# AudioSource::SortAudio()



## Tyr (Feb 8, 2014)

I have a few questions about the AudioSource::SortAudio() method, which I came across while trying to fix out-of-sync issues the VideoSourcePlugin had. The way I understand it the method is used to remove problems introduced by draining the buffers of auxiliary audio sources and the possible bad timestamps it introduces.
To explain what the problem in the plugin was I'll quote what I wrote on the pull request of the plugin:



> Basically VLC pushes a lot of audio at the start, let's say 2 seconds. In addition, OBS pulls all of the buffered audio from auxiliary source like our (null) device. Because of this, these first two seconds of audio all get timestamped with the same time stamp, because we use GetAudioTime() to get our time stamp and its value doesn't change during the burst. The pts times VLC delivers are also pretty unreliable, so they don't help at all.
> 
> OBS has two methods with dealing with this problem but both of them fail.
> 
> ...



So the first question I have is why does the method assume that the last time stamp pulled is correct? Since the OBS audio loop pulls all of the available audio data instantly, if the plugin relies on time information from OBS, the first segment time stamp would be correct and all of the following would be the same. Were there any plugins/sources, where the last time stamp pulled was more reliable than the first one?

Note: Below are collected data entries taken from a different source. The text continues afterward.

PR #972, opened 2022-02-18
Matrix benchmark fix

jhaye:
This properly adds up the intermediate results when calculating each matrix cell.

This increases execution runtime from ~50ms to ~80ms for the single-threaded case, but it's still an order of magnitude faster than C/C++ with ~800ms.

Using the validation function, this benchmark calculates reproducible results (i.e. no data race like for C++), but the results are still wrong. Does anyone know of a benchmark implementation that calculates results correctly?


cmnrd (approved):
Thanks!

The second question would be, why is the entire available audio buffer pulled at once? In the case of the desktop source, the buffer is only pulled until the specified scene buffering time is reached. Were there problems with auxiliary audio sources, if they aren't drained entirely?


----------



## Jim (Feb 8, 2014)

This is actually a surprising post, rare is the person who willingly ventures in to the source base of OBS1 and survives unscathed.

To sum it up, OBS 1's audio subsystem is pretty..  abysmal because of design flaws while originally writing it.  It was my first time venturing in to the deep dark mysterious world of audio/video recording/playback, and holy moley is it filled with a million exceptions, gotchas, and issues you could never believe, especially from devices.  I wouldn't advise anyone getting in to this genre of coding unless they're ready for massive headaches.  You can see by how unreliable those timestamps are what sort of stuff you have to deal with, and I never knew that when creating that audio subsystem.  I was used to gaming subsystems, where everything just works, but here, here you have to compensate for *countless* issues.

I remember I felt I had a pretty good design at first.  However, because I was new to it, I made the *one* big amateur mistake in audio/video coding while designing it:  assuming that timing would be reliable for any given input, audio or video.  Upon my discovery that timing could be junk from any given input, I was confused and perplexed.  I was angry at device manufacturers.  Angry at microsoft.  Microphones, capture devices, and drivers could give you broken timestamps, or timestamps that were under the last timestamp, or they could expect 5 seconds of buffering and send their data back in time after being processed, or they could repeat the last 10 values over and over and a whole bunch of strange things that astounded me.  I still am angry at all of them to be honest, that there is no real concept of standards in hardware, or that they can completely ignore standards.  Any given device may give you junk timing data at any given point, it's abysmal to work with, I wouldn't advise this programming for anyone with a weak stomach.

So I changed it to rely on a different time base, then I discovered other bad devices which broke with that.  Changed it again to account for another thing, and again for this, and again for that, until it turned in to a giant monstrosity of total duct-taped garbage that I am embarrassed to even admit that I wrote.  Right now, the reason why you have to use GetAudioTime() is because all audio time in OBS1's subsystem is based upon desktop capture audio timing, which is always reliable (it was the one reliable thing I could always count on in almost any case).  So when that is used, it ensures that if you push the data, it will play that data at the according timing that the data was pushed.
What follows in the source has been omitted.